-- Exercise --
From the entries below, return only the lines starting at the one that contains "JObject GetInternalCkan(string filePath);" and ending at the one that contains "using System.Text.RegularExpressions;", exactly as they stand.
[[ Records for the exercise, beginning ]]
Issue #2113, opened 2017-09-21
[Feature] Mods Language Filter


yalov:
Developers introduced many languages, some mod already has user's target language, some hasn't.

I propose:

1. add languages to metadata specification, and show to user at the mod versions panel
2. - introduce language filter (it shows only target language mods) and/or
   - include languages to separate column.  
For example, if user checks target language, then target-language column will appear with [×]/[  ] values (sorting supported). English language mods still is showed. I assume that most users are mostly interested in only one target language.

HebaruSan:
It might be worth localizing CKAN itself first. A user who prefers a non-English locale for mods might also have difficulty navigating an English-only application, and the same setting could drive both the CKAN display and the mod filter.

politas:
So far, the only non-English mods we have are translations, and there are only a handful of them. Localizing CKAN sounds like a pretty big task.

yalov:
There are plenty of not-only-English mods, list at forum has a tendency to become outdated. 
https://forum.kerbalspaceprogram.com/index.php?/topic/158018-addon-localization-home/

Introduce it to SCAN makes it up-to-date at CKAN.

yalov:
@politas  if you want "start using the Mod Versions panel to give us extra functionality" from #2154 reconsider 1. there

HebaruSan:
- CKAN's GUI was localized in #2749, including a German translation.
- We've been collecting the locales of modules in metadata since #2760.
- #2736 would provide a place to put this in the UI.

Issue #2736, opened 2019-04-19
Master Search box


yalov:
in addition to https://github.com/KSP-CKAN/CKAN/pull/2709 I propose to merge the search boxes to one, and to add checkboxes for backward ability to leave only one search type.
Search: [----------------]        [x] by name         [x] by author name          [x] by description

HebaruSan:
Note that that isn't backwards compatible because it doesn't support combined searches using multiple boxes:

![image](https://user-images.githubusercontent.com/1559108/56448012-7a51b800-62fb-11e9-8977-1e342d8d6ac7.png)

... so we'd inevitably have somebody moaning about how we broke their work flow.

yalov:
=)
Search: [----------------]      [x] by name     [x] by author name      [x] by description     [x] by LGG

or another way to settle this is supporting & and | relation:
linux&exten

DasSkelett:
Should your first proposal be a dropdown selection box? We can go with a normal search text box then, like now.

The second one is too complex in my opinion. Users don't want to learn a complete search system just to search a mod in CKAN. Also I don't think an "Or |" relationship makes much sense here.

yalov:
it is usual search text box, the same as now, but searching all fields at once.

Someone indeed may want to search mods by name and author, and I would prefer the name and the desc have one search box, so maybe something like this?

filter by name: [--------------]   [x] include by description                      filter by author: [-----------]

DasSkelett:
Sorry, i was very unclear. I meant the last option "[x] by LGG"

yalov:
it is a checkbox (and a joke) because LGG is the only modder, that have enough mods for inner search

DasSkelett:
Okay, didn't get it...
I can support this compromise:
``` 
filter by name: [--------]   [x] also search description and abstract        filter by author: [--------]
```
I don't think there's no workflow broken, but it would simplify the search.

HebaruSan:
As a case study, GMail has a plain search box with a dropdown icon:

![image](https://user-images.githubusercontent.com/1559108/57077193-edcfce00-6cda-11e9-88b9-dbd45ec7d0bd.png)

If you click the dropdown, advanced options are revealed:

![image](https://user-images.githubusercontent.com/1559108/57077252-16f05e80-6cdb-11e9-80f4-2f5624774f1a.png)

[...]

Issue #538, opened 2014-12-09
Conditional relationships


Ippo343:
I have been thinking about the possibility of having conditional relationships, specifically a conditional recommends or suggests.

Example usage: Entropy is an extension for Dang It that also has a secondary module called EntropyRealChute. The latter obviously depends on RealChute: so the main module Entropy cannot recommend EntropyRealChute, or RealChute becomes selected by default even for users that did not mean to install that.

It would be cool, in this case, to be able to recommend EntropyRealChute only if RealChute is already installed or about to be installed: this way, it's automatically selected for the users to whom it applies and remains hidden for those that don't need it.

Ideally, it would look something like this:

```
"recommends" [
    {
        "name": "EntropyRealChute",
        "if_installed": "RealChute"
    }
]
```

cake-pie:
Being able to specify "if Mod A & Mod B then (recommend/suggest) Mod C" would be tremendously useful, especially if we can define "mod" loosely to include extensions, compatibility patches, etc.

Would like to note that the logic should not be confined to only "when installing Mod A, (recommend/suggest) C if B is also installed". Suppose the example given above is reversed, so Entropy (A) is already installed, then the user adds RealChute (B) -- it is also appropriate to recommend EntropyRealChute (C) at that juncture.

Want to support this feature with several additional use cases:

---

### 1. Indicator Lights & Indicator Lights Community Extensions
Indicator Lights uses patches to add its lights to existing parts, comes with configs for stock parts.  
IndicatorLights Community Extensions contains patches for parts of other mods, contributed by the community,

e.g. End user has (or about to install) Indicator Lights (A) and MKS (B). Strong recommendation for grabbing `IndicatorLights_MKS.cfg` (C) from ILCE.

---

### 2. Connected Living Space configs
- CLS (Mod A) allows specifying behavior of each part via config
- Some part mods (Mods B) bundle their own CLS configs (C) for their own parts
- CLS bundles configs (C) for some part mods (B), but coverage is not exhaustive
  - installing CLS currently includes baggage of extra configs for mods you don't have

#### 2a
With metadata set up properly, CKAN can selectively install from among the configs (C) that are bundled with CLS (A) only when the end user also has the corresponding mods (B) installed. 

#### 2b
Where neither CLS (A) nor the part mod (B) provides CLS configs, a third party could create the necessary config (C) and make it available separately.

---

### 3. Connected Living Space compatibility for parts with dynamic crew capacity
[...]

PR #2760, opened 2019-05-11
Extract locales from downloads

HebaruSan:
## Motivation

#2113 suggested filtering mods by language. To achieve that, we would need to acquire metadata tracking modules' translations. That would be pretty tedious to do manually.

## Changes

Now Netkan will examine the .cfg files in each download to see if they have translation data using some fancy regular expressions. If any translations are found, their locale names will be added to the module's `localizations` property. This is a list of strings that flows through to the `CkanModules.localizations` property in the application and could be used to implement displays and filters in the future. No UI changes are made yet.

I'm mainly seeking feedback on this at this point. Did I miss anything that would prevent this from working? Would we need additional data to implement filters?

### DIFF
--- a/CKAN.schema
+++ b/CKAN.schema
@@ -118,6 +118,12 @@
                 "pattern" : "^[a-z0-9-]+$"
             }
         },
+        "localizations" : {
+            "description" : "A list of KSP locale strings for which this mod includes localizations",
+            "type"        : "array",
+            "items"       : { "type" : "string" },
+            "uniqueItems" : true
+        },
         "depends" : {
             "description" : "Optional list of dependencies",
             "$ref"        : "#/definitions/relationship"
--- a/Core/Types/CkanModule.cs
+++ b/Core/Types/CkanModule.cs
@@ -431,6 +431,9 @@ namespace CKAN
 
         [JsonProperty("install", NullValueHandling = NullValueHandling.Ignore)]
         public ModuleInstallDescriptor[] install;
+        
+        [JsonProperty("localizations", NullValueHandling = NullValueHandling.Ignore)]
+        public string[] localizations;
 
         // Used to see if we're compatible with a given game/KSP version or not.
         private readonly IGameComparator _comparator;
--- a/Netkan/CKAN-netkan.csproj
+++ b/Netkan/CKAN-netkan.csproj
@@ -111,6 +111,7 @@
     <Compile Include="Transformers\InternalCkanTransformer.cs" />
     <Compile Include="Transformers\ITransformer.cs" />
     <Compile Include="Transformers\JenkinsTransformer.cs" />
+    <Compile Include="Transformers\LocalizationsTransformer.cs" />
     <Compile Include="Transformers\MetaNetkanTransformer.cs" />
     <Compile Include="Transformers\NetkanTransformer.cs" />
     <Compile Include="Transformers\OptimusPrimeTransformer.cs" />
--- a/Netkan/Services/IModuleService.cs
+++ b/Netkan/Services/IModuleService.cs
@@ -1,5 +1,7 @@
-﻿using CKAN.NetKAN.Sources.Avc;
+using System.Collections.Generic;
+using ICSharpCode.SharpZipLib.Zip;
 using Newtonsoft.Json.Linq;
+﻿using CKAN.NetKAN.Sources.Avc;
 
 namespace CKAN.NetKAN.Services
 {
@@ -8,5 +10,8 @@ namespace CKAN.NetKAN.Services
         AvcVersion GetInternalAvc(CkanModule module, string filePath, string internalFilePath = null);
         JObject GetInternalCkan(string filePath);
         bool HasInstallableFiles(CkanModule module, string filePath);
+        
+        IEnumerable<InstallableFile> GetConfigFiles(CkanModule module, ZipFile zip);
+        
     }
 }
--- a/Netkan/Services/ModuleService.cs
+++ b/Netkan/Services/ModuleService.cs
@@ -1,4 +1,5 @@
 ﻿using System.IO;
+using System.Collections.Generic;
 using System.Linq;
 using System.Text.RegularExpressions;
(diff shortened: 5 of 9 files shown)


DasSkelett:
Feedback-wise I can only attest that this works with every mod I tested so far, and that it is a cool feature :D.

For a later GUI implementation, I think we have to redo our search/filter structure soon.
Either like [you suggested in #2736](https://github.com/KSP-CKAN/CKAN/issues/2736#issuecomment-488666214) and include the locale filter in the dropdown,
or create a completely new dialog for advanced searches, and move everything but a simple name/identifier search box there.
But I think that discussion is better held in #2736.

HebaruSan:
It's probably better to call the property `localizations` or `translations` instead of `locales`.

- `Localizations` is the keyword for the parent node in the .cfg files:
  ```
  Localization
  {
          en-us
          {
  ```
- `locale` doesn't really explain _what_ is provided by the module, whereas `translations` implies that the module is _translated_ into those locales and `localizations` implies that it is _localized_ into them
- `locale` kind of implies that the values should conform to [ISO/IEC_15897](https://en.wikipedia.org/wiki/ISO/IEC_15897) (which KSP does not do—a dash replaces the underscore, and the country codes are lowercase and sometimes omitted):
  https://en.wikipedia.org/wiki/Locale_(computer_software)
  > On POSIX platforms such as Unix, Linux and others, locale identifiers are defined by ISO/IEC 15897

cake-pie:
> Now Netkan will examine the .cfg files in each download to see if they have translation data using some fancy regular expressions. ... I'm mainly seeking feedback on this at this point. Did I miss anything that would prevent this from working?

1. What if a mod has packaged its localization files as optional downloads in separate file(s)?  Will netkan bot look for them automatically (on github, spacedock, etc.) or will additional metadata be required in  `*.netkan`s to tell it where to look (and download)?

2. Will this support cases where a localization patch requires replacing certain files from the main download?  Essentially this would involve separate downloads as per (1) above -- you'd install the main package first, and then run a localization patch that might overwrite some of the original files.

    Case in point, squad's localization patches do replace KSPedia files as well as some part textures that have text on them. No reason why a mod couldn't do the same.

3. While it is pretty neat to automatically scan for localization entries in `*.cfg` files, here are a couple of issues to consider:
    - some mods may have placeholder localization files which may be marked as a certain language, but actually just contain English strings, pending actual translation work. It would be misleading to advertise them as having support for the language.
    - considering that textures, kspedia, etc may also be localized, there could conceivably be mods that have such localized files, but no localization entries in `*.cfg` files. Such mods would not get picked up by the automated process, but it looks like they would still be supported, albeit the metadata would need to be explicitly manually added -- can you confirm?

HebaruSan:
> What if a mod has packaged its localization files as optional downloads in separate file(s)? Will netkan bot look for them automatically (on github, spacedock, etc.) or will additional metadata be required in *.netkans to tell it where to look (and download)?

I imagine we would set up a separate module for each of those optional downloads and mark them as recommended or suggested. Has anyone taken that approach yet? Seems like it would be a big packaging hassle.

> Will this support cases where a localization patch requires replacing certain files from the main download?

I think this would have to be handled as per below...

> albeit the metadata would need to be explicitly manually added -- can you confirm?

Yes, you could put a `localizations` property in a netkan to handle a module with localizations that can't be detected automatically. Which reminds me, such values should not be overwritten by the automated extractor, new commit pushed to account for this. Thanks for your thoughts!

cake-pie:
> I imagine we would set up a separate module for each of those optional downloads and mark them as recommended or suggested. Has anyone taken that approach yet? Seems like it would be a big packaging hassle.

AirlockPlus has had localization cfgs for other languages in a separate zip file ever since localization became a thing in KSP -- it was one of the first to have support for all four languages at the time.

The packaging is not that big of a hassle, really.  
In my case it's partly because I'm kind of a stickler about not having to download/install optional stuff, support patches, etc. unless the end-user actually needs / wants them. Though it does yield a nice benefit in that I can get stats about how many people are downloading support for other languages.

OTOH the use case where localization involves replacing textures, kspedia, etc, would probably necessitate separate downloads. As far as I can imagine it'd be most aptly handled using the main install + patch approach. Instructions for manual installs would be straightforward: "drop main install into GameData, then drop desired language patch into GameData, accept if it asks about overwriting files". CKAN installs can be configured as needed (looks like a good fit for `PROVIDES`).

The alternatives I can think of are:

1. Distribute one download that contains all the language options.
    - Manual installation requires more complex instructions that detail how to pick out and install the files for the language you want.
    - Can CKAN handle different install directives depending on desired language?
    - Potential download file bloat if many textures, etc.

2. Have completely separate installation files for each language.
    - Actually really straightforward for manual installs
    - CKAN would still have to treat each language as a separate module.
    - Excessive if only a small fraction of textures etc need replaced.

If language patches offered as separate installs are treated as separate modules, then it pretty much boils back down to one of the use cases I posted at https://github.com/KSP-CKAN/CKAN/issues/538#issuecomment-487413470  for auto-suggesting optional localization patches based on the end-user's installed KSP language.

HebaruSan:
> AirlockPlus has had localization cfgs for other languages in a separate zip file

Heh, that file is less than 3 KB. We could already create an AirlockPlus-Localization module and make it a suggestion for AirlockPlus (mental note to self...), and then this pull request's code would mark it as containing the appropriate localizations. So that use case is covered.

> Manual installation requires more complex instructions that detail how to pick out and install the files for the language you want
> - Can CKAN handle different install directives depending on desired language?

This case would probably be handled by one module per locale, sharing downloads but with different install stanzas. And since this pull request inspects the files to be installed for the given module rather than all the files in the ZIP, each such module would be tagged with the appropriate locales automatically if it contains .cfg files, or manually in the netkan if it's just other resources. So I think this is covered as well.

> Have completely separate installation files for each language.
> - CKAN would still have to treat each language as a separate module.

Yeah, that's no problem. :+1:

HebaruSan:
This is ready to merge, barring discovery of functional issues or discussion of the schema/spec changes.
[[ Records for the exercise, end ]]
-- The answer --
         JObject GetInternalCkan(string filePath);
         bool HasInstallableFiles(CkanModule module, string filePath);
+        
+        IEnumerable<InstallableFile> GetConfigFiles(CkanModule module, ZipFile zip);
+        
     }
 }
--- a/Netkan/Services/ModuleService.cs
+++ b/Netkan/Services/ModuleService.cs
@@ -1,4 +1,5 @@
 ﻿using System.IO;
+using System.Collections.Generic;
 using System.Linq;
 using System.Text.RegularExpressions;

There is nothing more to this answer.